# Chaos Daemons, Greater Daemon Alternatives?



## Lord Sven Kittyclaw (Mar 23, 2009)

So, I was thinking of picking up my old Slaanesh Daemons and giving them a go, but right now, I dont have a GD, and my list has two. But im not too fond of the idea of spending $130.00 to get two, so have any of you good/great ideas as replacements?

I looked through all three ranges, and there were a couple I liked as replacements, Gulavhar, The Vermin lord, but none are exactly Cheaper, I looked at warmachine and all the ones I thought would be a good fit are a bit too..mechanical, And there were two from Legion of Everblight that look good, so does anyone have suggestions at all? 
Any help very much apreciated!


----------



## WinZip (Oct 9, 2010)

Here is some minis you could use as replacements. There all around $20 by reaper minis
http://www.reapermini.com/OnlineStore/Demon/sku-down/14559
http://www.reapermini.com/OnlineStore/Demon/sku-down/65073
http://www.reapermini.com/OnlineStore/Demon/sku-down/65095#detail/65095_p_2_cs


----------



## Uber Ork (Aug 23, 2010)

Lord Sven Kittyclaw said:


> ...any of you good/great ideas as replacements?

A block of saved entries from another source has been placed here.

PR #13522, opened 2023-09-12
fix(api): failed ot3api gripper capacitive sweep test

ahiuchingau:
# Overview
I forgot to update the gripper jaw state in the ot3simulator after performing a jaw action. This should fix those broken tests.


sfoster1 (approved):
lgtm!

I've seen people use the Inquisitor Severina and Sevora models as a base model for Slaanesh conversions before. 2 models for $30.00 U.S. 










They might be a bit small for a KoS. I've seen them used mostly as DP's.


----------



## Lord Sven Kittyclaw (Mar 23, 2009)

I didnt even think to check reaper, thanks I like the look of one of those! +rep Winzip!


----------



## XxDreMisterxX (Dec 23, 2009)

Theres always the Balrog? lol xD










but seeing as your going Slannesh heres some cool models I found on Privateer Press:


































Heres one from Freebooter:










Though for $35 bucks you can get Be Lakor which is always a cool model and theres always room for conversion work.


----------



## D-A-C (Sep 21, 2010)

I'm going to save you alot of time, effort and especially money:










































Honestly, just get the official GW models. You could spend money elsewhere but it would be a big waste IMO. There is no point in throwing money away on a cheaper and inferior products, when you can just save up for a while and get the official versions.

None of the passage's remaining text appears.